Of course you could always go to the airline's investor page where they publish summary traffic data. Like BA for example. Without access to CRS/BSP data you won't be able to calculate it yourself.

http://press.ba.com/?p=1060

Member for

13 years 8 months

Posts: 3

I am writing a report regarding airlines' key performance.
I got ICAO form thanks it does help but it is not completely detailed.

lets take the BA summary traffic for April 2010.

in 2010 for UK/EUROPE network we have these numbers

- Passenger carried (000) = 1 239 = 1 239 000 pax
- RPK (mill) = 1 293 = 1 293 000 000
- ASK (mill) = 1 860 = 1 860 000 000

by using the definition of ASK :

ASK = Total paying pax boarded for the whole month APR x Distance flown for the whole month apr in UK/EUROP

=> Distance flown = ASK / Total paying pax = 1 860 000 000 / 1 239 000 = 1501,21 km (810.59 Nm)

is that correct ? to short no ? or may be it the average distance of the whole network of UK/EUROPE ?

we can simplify by taking as an example : Company A owning one aircraft of 150 seats and operating on 5 different destination every month 5 flights (each flight stage distance is 100km, 200km, 300km, 400km, 500km) frequency is only one flight per month for each destination

assume total pax carried/month = 1250 pax
seats available/month = 150 x 10 = 1500 seats

The out put are :
5 flights / 10 flights stages
Total distance flown/month = 200 + 400 + 600 + 800 + 1000 = 3000 km

ASK should be = 1500 x 3000 = 4 500 000
RPK = 1250 x 3000 = 3 750 000
PLF = RPK/ASK = 83,33

Is that correct ?

I am steel confused with distances ?

instead of doing this manually, what are the common airline's tools ?

Member for

18 years 6 months

Posts: 1,497

Your initial calculation should be based on RPK rather than ASK as ASK is available seat capacity.

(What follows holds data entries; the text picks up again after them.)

PR #17243, opened 2026-07-21
feat(data-migration): add migration failure diagnostic bundles

### LINKED ISSUE #17207: [Feature]: Support migration failure diagnostic bundles
### Issue Checklist

- [x] I have checked the pinned issues and searched through the existing [open issues](https://github.com/CherryHQ/cherry-studio/issues), [closed issues](https://github.com/CherryHQ/cherry-studio/issues?q=is%3Aissue%20state%3Aclosed), and [discussions](https://github.com/CherryHQ/cherry-studio/discussions) and did not find a similar suggestion.

### Platform

All platforms.

### Version

2.0.0-dev (`main`)

The v1-to-v2 migration can stop because the installed data version is incompatible with the supported upgrade path, or fail while migration is running. The existing error surfaces explain the failure and offer recovery choices, but they do not produce a support artifact that users can inspect and share manually.

Some migration failures are reported in the renderer, while others use native dialogs before normal application bootstrap. The diagnostic save flow therefore needs to be available from both surfaces without changing the existing migration decisions.

### Desired Solution

Add a migration failure diagnostic bundle that users can save when either of these conditions is shown:

- The existing data version is incompatible with the supported migration path.
- The migration fails, whether the failure is displayed by the migration window or an existing native preboot dialog.

The flow should:

- Ask the user where to save an atomic ZIP file, use the migration window's current language for renderer-triggered save dialogs, and serialize concurrent save requests.
- Always include compact application and migration metadata.
- Include every regular application log file for the user's local save date, byte-for-byte, when the complete eligible set can be read; if that date has no eligible log for an active run, fall back once to the run's local failure date (or start date when no failure time exists) without combining dates.
- Still save the metadata-only bundle when logs are missing or any eligible log cannot be read.
- Preserve bundles larger than 15 MiB and warn the user instead of failing the save.
- Clearly warn that logs may contain sensitive, unredacted information and that the bundle is never uploaded, attached, or sent automatically.
- Wait for an active save before retrying, exiting, or closing the migration flow, and disable conflicting renderer actions while saving.
- After a renderer save succeeds, let the user open a prefilled support email, reveal the ZIP, or copy the support address without transmitting the file automatically.
- Preserve the existing successful migration path, migration ordering, transactions, and retry, skip, exit, and relaunch decisions.

Migration-specific bundle creation and user-facing behavior should remain under `src/main/data/migration/v2` and `src/renderer/windows/migrationV2`. Core preboot code should only provide the thin native-dialog integration needed before normal bootstrap; it should not gain migration business logic or require lifecycle-managed services.

Acceptance criteria:

1. The version-incompatibility screen and migration error screen offer a save-diagnostic-bundle action.
2. Existing native preboot dialogs for migration failures can offer the same save action before normal application bootstrap.
3. Every saved ZIP contains the metadata JSON; logs come from the complete save-day set, or from the complete active-run failure-day set only when the save day has none. Dates are never combined.
4. Missing or unreadable logs do not prevent saving, and bundles larger than 15 MiB are kept with a warning.
5. Every successful save states that the bundle was not uploaded automatically; renderer support actions never upload, attach, or send it.
6. Saving is single-flight and atomic. Migration-flow actions and cooperative Electron quit/close paths that can be intercepted wait for an active save to settle. Forced process termination, process crashes, and OS session termination that Electron cannot defer are outside the completion guarantee; atomic publication still prevents exposing a partial destination archive.
7. Successful and no-migration startup paths, migration decisions, and transaction behavior remain unchanged.
8. Migration-domain ownership, the thin preboot exception, privacy behavior, renderer save-dialog locale, and the observable save contract are covered by focused tests and documentation.

### Alternative Solutions

- Show only the existing error text: this does not provide a reusable artifact for support diagnosis.
- Upload diagnostics automatically: this would remove the user's opportunity to inspect sensitive logs and explicitly choose whether to share them.
- Add checkpoint persistence, database inspection, or a cross-launch attempt journal: these solve broader recovery and investigation problems but are not required to create the migration failure diagnostic bundle.
- Move the bundle implementation into `src/main/core`: this would make general application infrastructure own migration-specific behavior.

### Additional Information

- Core integration: `src/main/core/preboot/v2MigrationGate.ts` and its focused tests.
- Domain implementation: `src/main/data/migration/v2` and `src/renderer/windows/migrationV2`.
- Architecture references: [`src/main/core/README.md`](https://github.com/CherryHQ/cherry-studio/blob/main/src/main/core/README.md) and [`src/main/core/preboot/README.md`](https://github.com/CherryHQ/cherry-studio/blob/main/src/main/core/preboot/README.md).
- Implementing PR: #17243.

AtomsH4:
>
>
>

### What this PR does

Before this PR:

Migration failures and blocked upgrades could present recovery or exit choices, but users had no consistent support artifact they could save from the renderer or early native failure dialogs. Failure evidence also lacked a stable attempt identity and operation-specific context.

After this PR:

- Adds a user-controlled diagnostic save flow to renderer migration errors, version-incompatible blocks, and existing preboot native failure dialogs without changing the successful migration path. Renderer-triggered save dialogs follow the migration window's current language.
- Captures stable migration run and process identity, failure origin/code/operation/target, version-gate inputs, nested error causes, current progress, and migrator status.
- Propagates renderer export-file failures, migration-start failures, and main-process migration-engine failures into the same failure page and diagnostic workflow while rejecting stale renderer failure reports.
- Includes every regular application log for the user's local save date when the complete eligible set can be read consistently. If that date has no eligible log for an active run, collection falls back once to the run's local failure date (or start date when no failure time exists) without combining dates, and streams the selected set into an atomically published ZIP without buffering whole logs in memory.
- Records included file sizes and omissions; if log collection or any selected stream fails, atomically rebuilds a basic-only diagnostic ZIP instead of losing the support artifact.
- Serializes diagnostic saves, waits for an active save before cooperative renderer or native quit paths continue, and disables conflicting renderer actions while the ZIP is being written. Forced termination remains outside the completion guarantee; atomic publication still prevents partial destination archives.
- Offers shortcuts to open a prefilled support email, reveal the saved ZIP, or copy the support address; the app never uploads, attaches, or sends the bundle automatically.
- Warns when the final compressed ZIP is larger than 15 MiB while keeping the saved file available.

Fixes #17207

Migration support needs enough local context to distinguish version gates, renderer exports, main-process writes, and migration-engine failures that can happen before normal application bootstrap. The implementation extends the existing failure surfaces and filesystem helpers so the diagnostic path stays separate from migration policy and successful migration behavior.

- Complete, unredacted application logs provide useful support context but may contain paths, stacks, user content, or credentials. Saving is explicit, the user-facing flow warns about sensitive content, and sharing remains entirely manual.
- Collecting one complete selected-date log set avoids silently omitting older rotations. The save day is preferred; only when it has no eligible log does an active run fall back once to its failure day (or start day when no failure time exists), and the dates are never combined. Archive I/O and final ZIP size scale with the selected day's logs. Handles and bounded streams avoid buffering whole log files, and the existing 15 MiB guidance covers large output.
- Logs stream directly into the archive with low compression to avoid buffering and reduce CPU cost; the resulting ZIP can be larger and may trigger the existing 15 MiB sharing guidance more often.
- A selected-log stream failure rebuilds a basic-only ZIP. This avoids presenting a corrupted or ambiguously partial archive, but discards other selected logs from that save attempt.
- Migration run identity is held for the active window attempt rather than persisted as a new journal. This keeps the change narrow and rejects stale renderer reports, but it is not a cross-launch event history.

- Buffering every eligible log before archive creation was rejected because memory usage scales with log volume and duplicates archive input in memory.
- A strict event journal with isolated database diagnostics was not adopted because it adds a much larger schema, persistence, and orchestration surface.
- A persisted checkpoint with database inspection was not adopted because structured failure context plus bounded application logs covers the requested support workflow with less migration-specific plumbing.
- Automatic upload or email attachment was rejected so users retain control over whether and where diagnostics are shared.

- Preboot migration-diagnostics scope and acceptance criteria: #17207

### Breaking changes

No breaking changes. This adds an optional failure-support flow and does not change migrated business data, successful migration behavior, or require upgrade action. The user-visible notice is documented in [`2026-07-21-migration-diagnostic-bundle.md`](https://github.com/CherryHQ/cherry-studio/blob/codex/migration-diagnostics-minimal/v2-refactor-temp/docs/breaking-changes/2026-07-21-migration-diagnostic-bundle.md).

- Suggested review order: shared failure/save contracts; renderer-main run handshake; log collector and streaming bundle builder; main-process dialogs and preboot wiring; tests and documentation.
- The failure page covers explicit migration, export, start, engine, and preboot/version-gate paths. An unexpected React render error still does not enter this migration failure route or expose the diagnostic download action.
- The bundle deliberately excludes databases, migration export files, `app-error` duplicates, logs outside the selected save or fallback date, symlinks, directories, and automatic transport behavior.
- Planning and specification artifacts under `docs/superpowers/` are intentionally not part of this PR.
- Validation scope: `pnpm format`, `pnpm lint`, `pnpm test`, and `pnpm build:check` passed locally. The final full run covered 1,500 test files (17,831 passed, 65 skipped), plus type, i18n, documentation-link, and diff checks. PR CI remains the authoritative validation for the pushed head.

### Checklist

### Release note

```release-note
Migration failure and blocked-upgrade screens can now save a diagnostic ZIP with structured failure details and, when available, every regular application log from the current local calendar day. If that day has no eligible log for an active run, the ZIP uses the failure day's complete log set without combining dates. Renderer save dialogs follow the migration window's language. Review the ZIP before sharing it; Cherry Studio never uploads, attaches, or sends it automatically.
```


src/main/data/migration/v2/window/MigrationIpcHandler.ts
```diff
@@ -82,38 +171,53 @@ export function registerMigrationIpcHandlers(userDataPath: string): void {
...
+        code:
+          result.operation === 'create_export_directory'
+            ? 'export_directory_create_failed'
+            : 'export_file_write_failed',
+        origin: 'main',
+        operation: result.operation,
+        targetPath: result.targetPath,
+        error: serializeMigrationDiagnosticError(result.error, result.targetPath)
       }
+      recordDiagnosticFailure(failure)
```
zhangjiadi225, line 195: > This review comment was translated automatically.

**[A1]** When the main export write fails, only a structured failure is recorded here, without synchronizing `currentProgress`; the Renderer directly uses local errors for `MigrationExportWriteError` and does not go through `ReportError`. Subsequently, `createRendererDiagnosticContext()` still fetches `errorSummary` from the old progress, causing the ZIP to contain both the correct failure and an outdated summary like `Ready to start data migration`. It is recommended to synchronize the error progress here, or have the context prioritize using `currentDiagnosticFailure.error.message`, and add a JSON assertion after saving.

---
<details>

**[A1]** Main export 写入失败时这里只记录了结构化 failure，没有同步 `currentProgress`；Renderer 对 `MigrationExportWriteError` 又直接使用本地错误，不会走 `ReportError`。随后 `createRendererDiagnosticContext()` 仍从旧 progress 取 `errorSummary`，使 ZIP 同时包含正确 failure 与 `Ready to start data migration` 之类的过期摘要。建议在这里同步 error progress，或让 context 优先使用 `currentDiagnosticFailure.error.message`，并补保存后的 JSON 断言。
</details>

src/shared/data/migration/v2/diagnostics.ts
```diff
@@ -0,0 +1,179 @@
...
+): readonly MigrationDiagnosticNoticePart[] {
+  const parts: MigrationDiagnosticNoticePart[] = [
+    result.logs === 'included'
+      ? 'logs_included'
+      : result.retry === 'suggested'
+        ? 'logs_not_included_retry_suggested'
+        : 'logs_not_included_retry_not_suggested'
+  ]
+
+  parts.push(result.size === 'large' ? 'attachment_required_large' : 'attachment_required')
```
zhangjiadi225: > This review comment was translated automatically.

**[A1]** #17207 AC5 requires that every successful save explicitly states that the diagnostic package was not automatically uploaded; currently, the notice parts only append log status and manual attachment prompts for all saved variants. Although the email body contains privacy text, users won't see it if they don't open the email after saving. This is not an auto-upload vulnerability, but rather a missing piece of text in the observable save contract. It is recommended to unconditionally append a `not_transmitted` notice to all saved results, and complete the i18n and tests for both Renderer and Native.

---
<details>

**[A1]** #17207 AC5 要求每次成功保存都明确说明诊断包未被自动上传；当前 notice parts 对所有 saved variant 只追加日志状态和手动附件提示。邮件正文虽有 privacy 文案，但用户保存后不打开邮件就看不到。这里不是自动上传漏洞，而是可观察保存契约缺一条文案。建议为所有 saved 结果无条件追加 `not_transmitted` notice，并补齐 Renderer/Native 两套 i18n 与测试。
</details>

src/main/data/migration/v2/window/MigrationIpcHandler.ts
```diff
@@ -152,6 +256,9 @@ export function registerMigrationIpcHandlers(userDataPath: string): void {
           summary: createMigrationSummary(result, currentProgress)
         })
       } else {
+        const failure = migrationEngine.getLastDiagnosticFailure()
```
zhangjiadi225, line 271: > This review comment was translated automatically.

**[A1]** This failure branch then keeps the last migrator state as is. The production `MigrationEngine` only emits `running` when the migrator starts, and the catch block after prepare/execute/validate failure will not emit `failed` again; therefore, the diagnostic ZIP will record the actual failed step as `running`. Existing handler tests manually inject a `failed` tick that the production path would not produce. It is recommended to publish a terminal `failed` progress before the engine returns failure (or convert the current `running` item in the handler), and cover the test with a real failure sequence.

---
<details>

**[A1]** 这个 failure 分支随后原样保留最后一次 migrator 状态。生产 `MigrationEngine` 在 migrator 启动时只会发出 `running`，prepare/execute/validate 失败后的 catch 不会再发 `failed`；因此诊断 ZIP 会把实际失败步骤记录成 `running`。现有 handler 测试手工注入了生产路径不会产生的 `failed` tick。建议在 engine 返回失败前发布 terminal `failed` progress（或在 handler 中转换当前 `running` 项），并用真实 failure sequence 覆盖测试。
</details>

zhangjiadi225 (commented):

After convergence, 3 diagnostic accuracy/acceptance contract issues remain: the summary source of the Main export failure, the final state of the failed migrator, and the successful save prompt for #17207 AC5. None of these involve automatic upload, data corruption, or atomic write failure.

---
<details>

收敛后保留 3 个诊断准确性/验收契约问题：Main export failure 的摘要来源、失败 migrator 的终态，以及 #17207 AC5 的成功保存提示。均不涉及自动上传、数据损坏或原子写入失效。
</details>

src/main/data/migration/v2/diagnostics/MigrationApplicationLogCollector.ts
```diff
@@ -0,0 +1,167 @@
...
+    this.logsDirectory = options.logsDirectory
+    this.clock = options.clock ?? (() => new Date())
+    this.lstatFile = options.lstatFile ?? lstat
+    this.openFile = options.openFile ?? ((filePath) => open(filePath, 'r'))
+  }
+
+  async collect(): Promise<MigrationApplicationLogCollection> {
+    const entries: MigrationApplicationLogEntry[] = []
+    try {
+      const date = formatLocalDate(this.clock())
```
DeJeune, line 118: > This review comment was translated automatically.

**[A1]** Here a single local date is selected based on `this.clock()` at the time the save action occurs. If the migration fails before midnight and the user saves after midnight (or after a restart), the current day's log may not yet exist, resulting in `no_eligible_logs` being returned, but the previous day's log containing the actual failure stack is still on disk, and the diagnostic package would miss the most critical evidence. It is recommended to use `context.run.failedAt` / `startedAt` as the log date window (requires passing context to the collector), at least falling back to the failure day when no matching file is found on the save day, and add cross-midnight tests.

---
<details>

**[A1]** 这里按保存动作发生时的 `this.clock()` 选择单个本地日期。若迁移在午夜前失败，而用户在午夜后（或重启后）保存，当前日日志可能尚不存在，于是返回 `no_eligible_logs`，但真正包含失败栈的前一日日志仍在磁盘上，诊断包会漏掉最关键证据。建议以 `context.run.failedAt` / `startedAt` 为日志日期窗口（需要把上下文传给 collector），至少在保存日无匹配文件时回退失败日，并补跨午夜测试。
</details>

src/main/data/migration/v2/window/MigrationIpcHandler.ts
```diff
@@ -42,20 +67,82 @@ let dataLocationNotice: string | null = null
...
+    logger.info('Beginning migration run', { runId: payload.runId })
+    return true
+  })
+
+  ipcMain.handle(MigrationIpcChannels.SaveDiagnosticBundle, async (event) => {
+    assertMigrationSender(event)
+    if (diagnosticSaveInFlight || quitScheduled) return { status: 'failed', code: 'save_in_progress' } as const
+
+    const saveEpoch = diagnosticStateEpoch
+    const operation = saveMigrationDiagnosticBundleWithDialog(createRendererDiagnosticContext(), {
```
DeJeune, line 96: > This review comment was translated automatically.

**[C1]** When the renderer triggers a save, it does not pass the migration window's locale, so `saveMigrationDiagnosticBundleWithDialog` falls back to `app.getLocale()`. As a result, if the system language is English and the migration window is set to Chinese, the save dialog title remains in English; the email and native failure dialog in the same flow already explicitly follow the window's language. It is recommended to have the `SaveDiagnosticBundle` payload carry and validate the current `MigrationWindowLocale`, pass it to the dialog, and add IPC tests.

---
<details>

**[C1]** Renderer 触发保存时没有传迁移窗口的 locale，`saveMigrationDiagnosticBundleWithDialog` 会退回 `app.getLocale()`。因此系统语言为英文、迁移窗口选中文时，保存对话框标题仍为英文；同一流程的邮件和 native failure dialog 已明确跟随窗口语言。建议让 `SaveDiagnosticBundle` payload 携带并校验当前 `MigrationWindowLocale`，再传给 dialog，并补 IPC 测试。
</details>

DeJeune (changes requested):
当前 HEAD 仍有 5 个已确认的诊断准确性与验收契约缺口。此前 reviewer 已评论 3 项：Main export 失败时摘要仍取旧 progress、失败 migrator 在诊断包中停留为 running，以及 #17207 AC5 要求的成功保存后“未自动上传”提示缺失。本次补充 2 项 inline 评论：跨午夜保存会漏掉失败日日志，以及保存对话框未跟随迁移窗口语言。它们不影响 ZIP 原子写入或造成自动上传，但会削弱诊断证据或违反明确验收项，请在合并前处理。

src/main/data/migration/v2/window/MigrationIpcHandler.ts
AtomsH4: > This review comment was translated automatically.

Fixed, thanks for pointing this out. After recording a structured failure for a Main export write failure, `currentProgress` is now synchronously updated to `error`, and `currentMessage` / `error` are updated using the current failure message. Additionally, an integration test has been added to directly unpack and assert `migration-diagnostics.json` after saving, confirming that `stage`, `errorSummary`, and the failure all correspond to this write error, with no leftover text from the introduction stage. Fix commit: `5db9c38215`.

---
<details>

已修复，感谢指出。Main export write 失败在记录 structured failure 后，现在会同步把 `currentProgress` 更新为 `error`，并使用本次 failure message 更新 `currentMessage` / `error`。同时新增了保存后直接解包并断言 `migration-diagnostics.json` 的集成测试，确认 `stage`、`errorSummary` 和 failure 都对应本次写入错误，不再残留 introduction 阶段文案。修复提交：`5db9c38215`。
</details>

src/shared/data/migration/v2/diagnostics.ts
AtomsH4: > This review comment was translated automatically.

Fixed as suggested. All `saved` results now unconditionally include the `not_transmitted` notice; both the Renderer and Native paths have been updated with Chinese and English i18n, as well as tests for order/exact wording. The success prompt will explicitly state that the diagnostic package is only saved locally and has not been automatically uploaded, attached, or sent. Fix commit: `5db9c38215`.

---
<details>

已按建议修复。所有 `saved` 结果现在都会无条件包含 `not_transmitted` notice；Renderer 和 Native 两条路径都补齐了中英文 i18n 及顺序/精确文案测试。成功提示会明确说明诊断包仅保存到本地，未被自动上传、附加或发送。修复提交：`5db9c38215`。
</details>

src/main/data/migration/v2/window/MigrationIpcHandler.ts
AtomsH4: > This review comment was translated automatically.

Fixed. `MigrationEngine` now tracks the active migrator and publishes a terminal `failed` before returning on prepare / execute / validate failures; after a migrator succeeds, it first publishes `completed` and clears the active state, preventing the last migrator from being incorrectly marked when a subsequent global step fails. Tests have been updated to return real `success: false` results for each of the three phases and assert the state sequence is `running → failed`; also covered the scenario where a post-migrator engine failure still keeps `completed`. Fix commit: `5db9c38215`.

---
<details>

已修复。`MigrationEngine` 现在跟踪 active migrator，并在 prepare / execute / validate 失败返回前发布 terminal `failed`；migrator 成功后会先发布 `completed` 并清除 active 状态，避免后续全局步骤失败时误标最后一个 migrator。测试已改为按三个阶段分别返回真实的 `success: false` 结果，并断言状态序列为 `running → failed`；另覆盖了 post-migrator engine failure 仍保持 `completed` 的场景。修复提交：`5db9c38215`。
</details>

src/main/data/migration/v2/diagnostics/MigrationApplicationLogCollector.ts
AtomsH4: > This review comment was translated automatically.

Fixed as suggested, commit: `7bfa168b11`.

Log collection now first selects the user's save day; only when there is no eligible application log for that day does it take the local failure day from `context.run.failedAt`, falling back to `startedAt` if missing or invalid. The save day and failure day are not merged, and the same day is not scanned twice.

Added cross-midnight fallback and date mutual exclusion tests at the collector layer, as well as tests at the builder layer that directly check failure day logs within the ZIP. Relevant targeted tests have passed.

---
<details>

已按建议修复，提交：`7bfa168b11`。

日志收集现在先选择用户保存当日；仅当该日没有 eligible application log 时，才从 `context.run.failedAt` 取本地失败日，缺失或无效时再使用 `startedAt`。保存日与失败日不会合并，同日也不会重复扫描。

已补充 collector 层的跨午夜回退与日期互斥测试，以及 builder 层直接检查 ZIP 内失败日日志的测试。相关定向测试已通过。
</details>

src/main/data/migration/v2/window/MigrationIpcHandler.ts
AtomsH4: > This review comment was translated automatically.

Fixed as suggested, commit: `7bfa168b11`.

When the Renderer triggers `SaveDiagnosticBundle`, it now carries the current migration window's `{ locale }`; saving and email reuse the same minimal locale payload. Main validates that only `en-US` / `zh-CN` are supported before opening the dialog, and explicitly passes the locale to the save dialog; unsupported values are rejected before the dialog opens.

Added tests for locale passing and invalid value rejection in hook, MigrationApp, and Main IPC. Relevant targeted tests have passed.

---
<details>

已按建议修复，提交：`7bfa168b11`。

Renderer 触发 `SaveDiagnosticBundle` 时现在会携带当前迁移窗口的 `{ locale }`；保存与邮件复用同一个最小 locale payload。Main 会在打开对话框前校验仅支持 `en-US` / `zh-CN`，并将 locale 显式传给保存对话框；不支持的值会在对话框打开前被拒绝。

已补充 hook、MigrationApp 和 Main IPC 的 locale 传递、非法值拒绝测试。相关定向测试已通过。
</details>

DeJeune (approved):

zhangjiadi225 (approved):

0xfullex (changes requested):
**[B3/B5] Keep migration-specific process identity out of `LoggerService`.**

This PR should not modify `LoggerService` for the migration diagnostic bundle.

1. `LoggerService` is long-lived core infrastructure. Changes to its public API or persisted log schema must be justified and reviewed independently. If adding process identity to all logs is desired, it should have a dedicated issue and PR with explicit long-term requirements, documentation, and tests, instead of being bundled with this migration feature.

2. Migration v2 is temporary and exists only for the 2.0.0 transition, while `LoggerService` is permanent infrastructure. Adding `LoggerProcessIdentity`, retained process state, `getProcessIdentity()`, and global `defaultMeta.processId` makes a temporary consumer shape permanent infrastructure and leaves residue after the migration code is removed. This dependency direction is incorrect.

Please keep process identity inside the migration diagnostics module and revert the `LoggerService` changes in this PR. A permanent Logger process-identity contract can be proposed separately if it has independent demand.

From my experience of airline economic analyses they would have a dedicated software system which was effectively a glorified spreadsheet to pull the numbers out.

I have some reports at home which I think give average distances flown in differing route areas.

Member for

18 years 6 months

Posts: 1,497

One final point is that in the industry you will find that many of the key financial/performance indicators are just a variety of ratios based on a few key numbers and that you can concoct a whole range of figures from four or five numbers.

I used to edit an annual report which was based on an extremely detailed data collection where carriers reported cost and revenue information broken down by aircraft type, route area, type of operation, and class of service.

Amalgamated it produced a very powerful database which allowed the profitability (or otherwise) of individual route areas (such as the North Atlantic or intra European) to be analysed.

Member for

18 years 6 months

Posts: 1,497

So you asked about average stage lengths and I've found a copy of the IATA publication 'Airline Economic Results and Prospects 1999-2000' which, for my sins, I edited.

Table 18 in part 1 of the publication gives some summary statistics for the various route areas we collected year 2000 data for (detailed individual airline data from the data collection was not published although you could work out figures from the ICAO Form A data which is published).

Just to put it into context we collected data from 43 airlines which represented 49.3% of total IATA member carrier international scheduled RTKs in 2000 (revenue tonne kilometres) and added in DOT Form 41 data for 12 US member carriers that took the total representation level up to 65.5% of total IATA international scheduled RTKs in 2000.

Anyway, back to Table 18 which gives average stage lengths for 2000 and a few key ones are

Within Europe (total) 956 km

This route area is made up from the following components

Within Northern Europe 761 Km
Within Southern Europe 932 km
Trans Europe 1336 km

For comparison, the average stage length for flights in the North Atlantic route area was 5,034 km and the Transpacific was 4,756 km.

Member for

13 years 8 months

Posts: 3

thanks a lot, helpful discussion, is there any BI tools featuring that calculation, I don't know if ACAS 3 is suitable

Member for

18 years 6 months

Posts: 1,497

Sorry, I don't know what software tools airlines use now. Time has moved on since I was involved in all of it.